Requirement: What is needed is the number of lines below that contain the string "operation", with no other text.

Data provided:
== Segment start ==

PR #3282, opened 2016-02-16
ENG-9830: Fix DR buffer limit error handling.

nshi:
Move the DR stream append around in the UPDATE/DELETE paths to make sure
it won't cause the operation half completed without proper rollback. The
UPDATE/DELETE code paths assume that certain part of the operation will
always succeed. If it fails in the middle of those critical sections,
things won't rollback.

### DIFF
--- a/src/ee/storage/persistenttable.cpp
+++ b/src/ee/storage/persistenttable.cpp
@@ -440,6 +440,23 @@ void PersistentTable::insertTupleCommon(TableTuple &source, TableTuple &target, 
 
     }
 
+    // Write to DR stream before everything else to ensure nothing gets left in
+    // the index if the append fails.
+    ExecutorContext *ec = ExecutorContext::getExecutorContext();
+    if (hasDRTimestampColumn()) {
+        setDRTimestampForTuple(ec, target);
+    }
+
+    DRTupleStream *drStream = getDRTupleStream(ec);
+    size_t drMark = 0;
+    if (drStream && !m_isMaterialized && m_drEnabled && shouldDRStream) {
+        const int64_t lastCommittedSpHandle = ec->lastCommittedSpHandle();
+        const int64_t currentTxnId = ec->currentTxnId();
+        const int64_t currentSpHandle = ec->currentSpHandle();
+        const int64_t currentUniqueId = ec->currentUniqueId();
+        drMark = drStream->appendTuple(lastCommittedSpHandle, m_signature, currentTxnId, currentSpHandle, currentUniqueId, target, DR_RECORD_INSERT);
+    }
+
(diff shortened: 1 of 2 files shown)


src/ee/storage/persistenttable.cpp
```diff
@@ -440,6 +440,19 @@ void PersistentTable::insertTupleCommon(TableTuple &source, TableTuple &target,
...
+    // the index if the append fails.
+    ExecutorContext *ec = ExecutorContext::getExecutorContext();
+    DRTupleStream *drStream = getDRTupleStream(ec);
+    size_t drMark = 0;
+    if (drStream && !m_isMaterialized && m_drEnabled && shouldDRStream) {
+        const int64_t lastCommittedSpHandle = ec->lastCommittedSpHandle();
+        const int64_t currentTxnId = ec->currentTxnId();
+        const int64_t currentSpHandle = ec->currentSpHandle();
+        const int64_t currentUniqueId = ec->currentUniqueId();
+        drMark = drStream->appendTuple(lastCommittedSpHandle, m_signature, currentTxnId, currentSpHandle, currentUniqueId, target, DR_RECORD_INSERT);
```
luyangco: You need also move `setDRTimestampForTuple()` prior to this block, otherwise the tuple will miss hiddenColumn value.

src/ee/storage/persistenttable.cpp
```diff
@@ -575,6 +578,21 @@ bool PersistentTable::updateTupleWithSpecificIndexes(TableTuple &targetTupleToUp
...
+    DRTupleStream *drStream = getDRTupleStream(ec);
+    size_t drMark = 0;
+    if (drStream && !m_isMaterialized && m_drEnabled) {
+        const int64_t lastCommittedSpHandle = ec->lastCommittedSpHandle();
+        const int64_t currentTxnId = ec->currentTxnId();
+        const int64_t currentSpHandle = ec->currentSpHandle();
+        const int64_t currentUniqueId = ec->currentUniqueId();
+        std::pair<const TableIndex*, uint32_t> uniqueIndex = getSmallestUniqueIndex();
+        drMark = drStream->appendTuple(lastCommittedSpHandle, m_signature, currentTxnId, currentSpHandle, currentUniqueId, targetTupleToUpdate, DR_RECORD_DELETE, uniqueIndex.first, uniqueIndex.second);
+        drStream->appendTuple(lastCommittedSpHandle, m_signature, currentTxnId, currentSpHandle, currentUniqueId, sourceTupleWithNewValues, DR_RECORD_INSERT);
```
luyangco: My above comment also applies to update path

luyangco:
This is the only comment I have, other parts look fine. Review Complete.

== Segment end ==

Expected output: 2